Приговор, который нельзя обжаловать (Зорин, Зорина) - страница 39

Вероника повернулась к коридору, вскрикнула и обхватила лицо руками. В дверь комнаты просунулась голова.

– Мы закончили, – проговорила голова и скрылась.

Я вдруг почувствовала облегчение, непонятно отчего, непонятно, с чем связанное. Боль моя притупилась, страх почти совсем прошел. Мною овладело какое-то сонное, безразличное состояние.

Между тем враг оставался здесь, сидел напротив, требовал внимания, требовал от нас действий – расслабляться было рано.

– Мне нужен образец почерка вашего отца, – заявил он. – Найдите какое-нибудь письмо или открытку.

Вероника болезненно поморщилась – как папа сегодня утром. Поднялась, постояла в задумчивости, подошла к секретеру.

– Писем нет, – решительно, с враждебным вызовом сказала она и открыла ящик. Вытащила несколько бумажек. – Вот, если хотите, квитанции. За квартиру, за газ и за свет. Он всегда сам платил, сам заполнял.

– Ну… Хорошо, давайте квитанции, – недовольно вздохнул Родомский, сгреб бумаги, положил в папку – обломали с письмами! Помолчал, придумывая, как отыграться. Придумал. – Ваш отец очень любил вашу мать? – спросил он и невинно посмотрел на нас с Вероникой.

– Любил, – сухо сказала сестра, но не выдержала и опять заплакала.

– Я просто хочу понять, – он «не обратил внимания» на ее слезы, – что могло толкнуть вашего отца на такой необдуманный поступок.
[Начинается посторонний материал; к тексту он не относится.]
PR #5517, opened 2023-02-23
Fix validation of DataDrop

### LINKED ISSUE #5511: Segfault in MemoryPacking
```wat
(module
 (memory $0 (shared 16 17))
 (func $1
  (data.drop 1)
  (unreachable)
 )
)
```
```
$ bin/wasm-opt a.wat -all --memory-packing
Segmentation fault
```
Looks like it crashes in `MemoryPacking::optimizeSegmentOps`.

cc @tlively

kripken:
`shouldBeFalse` was misused in that place.

Fixes #5511

### DIFF
--- a/src/wasm/wasm-validator.cpp
+++ b/src/wasm/wasm-validator.cpp
@@ -138,8 +138,9 @@ struct ValidationInfo {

Потеря любимой жены или, может, была другая причина?

– Я не знаю, не знаю!

– А может, причин никаких не было?

– Не знаю, не знаю! – Вероника зарыдала в голос.

– Он очень маму любил, – сказала я, чуть отстраняясь от плачущей сестры, – понял, что прожить без нее не сможет, вот и вся причина.

– Хорошо. – Родомский поднялся. – Графологическая экспертиза установит… Ознакомьтесь и распишитесь здесь. – Он придвинул к нам свои бумаги.

Мы по очереди расписались, не ознакомившись с текстом. Следователь, или кто он там был, сложил протокол в папку, со снисходительной жалостью посмотрел на Веронику, с иезуитской улыбкой на меня:

– А ваша сестра более чувствительный, ранимый и восприимчивый человек, на вашем лице я не заметил и слезинки. Можно подумать, что вы и горя никакого не испытываете.

Я ничего не ответила. Важно было одно: враг уходит, потерпеть осталось всего несколько мгновений, а что он там говорит напоследок, не имеет никакого значения.

Родомский повернулся, пошел.

– Всего доброго, – попрощался он, спохватившись.

Мы с сестрой промолчали.

Шаги прогремели по коридору. Дверь оглушительно хлопнула. Вероника вскочила, выбежала в прихожую – босиком, тапки ее где-то потерялись, – и принялась звонить по телефону. Я не могла больше оставаться рядом с сестрой, не в силах была выносить ее пышущего жаром жизни тела. Воспользовавшись моментом, прошмыгнула в свою комнату и закрылась на замок.